Google is making a bid to build a San Francisco-wide free wifi network, according to company officials. The company today filed documents in response to San Francisco Mayor Gavin Newsom’s request for information for the city wide network. Google’s WiFi plans were first reported by Business 2.0 magazine as part of the GoogleNet article. The company says if its bid is approved, then it is willing to start the work on the network within weeks.

Google officials say San Francisco residents (and visitors) will enjoy a free 300 kilobits per second, always on connection anywhere in the city. As part of its proposal, the company says it will be offering wholesale access to other service providers, who will offer higher throughput connections to their customers. Google says it plans to use its own authentication services. (That explains the Google WiFi VPN client to some extent). The company is going to use San Diego-based WFI, a cellular network builder company to build out the WiFi network.

The company proposes to build a network using third party hardware. Google officials say, its free WiFi plans are restricted only to San Francisco. The company does offer free wifi access in Mountain View and New York’s Bryant Park.

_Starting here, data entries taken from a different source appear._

Issue #45, opened 2019-09-12
bug in "remove import" code action when some symbols used


hsenag:
This should be a fairly easy beginner task, at least to stop the incorrect action from being shown.

If you have a redundant symbol imported from a module where the module is still needed, e.g. the obvious code generating this error:
```
C:\msys64\home\ganesh\temp\x\Bar.hs:3:1: warning:
    The import of `func3' from module `Foo' is redundant
```
Then the code action suggests deleting the entire import of `Foo`, which is wrong.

“San Francisco will be a true test bed for location based services and applications,” says Chris Sacca, principal of new business development at Google. While the initial use of location-based services might be limited to more-focussed and targeted advertising, the potential of location-based services is immense, officials said. Sacca pointed out that the network bid was in line with Google’s thinking on delivering answers anytime anywhere to anyone, and looking beyond a desktop PC.

When asked if this puts the company in direct conflict with incumbents like SBC and Comcast, Sacca replied, “I think a few months ago, we might have thought that, but we have talked to them and it seems the thinking is evolving amongst other last mile providers.”

I wonder how it impacts others who want to get involved with the muniwireless space? The Google Talk implications on a free network are quite far reaching, if you ask me, but then that’s just me.